**Exercise brief**
Work through the data and say how many lines contain "pyuavcan". The number alone is the answer.

(Stored data entries)
○ ○ ○

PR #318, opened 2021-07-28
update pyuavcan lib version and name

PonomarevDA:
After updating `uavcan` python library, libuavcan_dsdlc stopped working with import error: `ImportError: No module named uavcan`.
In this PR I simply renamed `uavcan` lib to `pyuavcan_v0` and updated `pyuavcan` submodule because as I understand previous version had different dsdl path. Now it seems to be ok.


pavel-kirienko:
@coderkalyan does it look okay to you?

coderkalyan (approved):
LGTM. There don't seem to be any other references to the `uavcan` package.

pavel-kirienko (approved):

○ ○ ○

**Output of the task**
2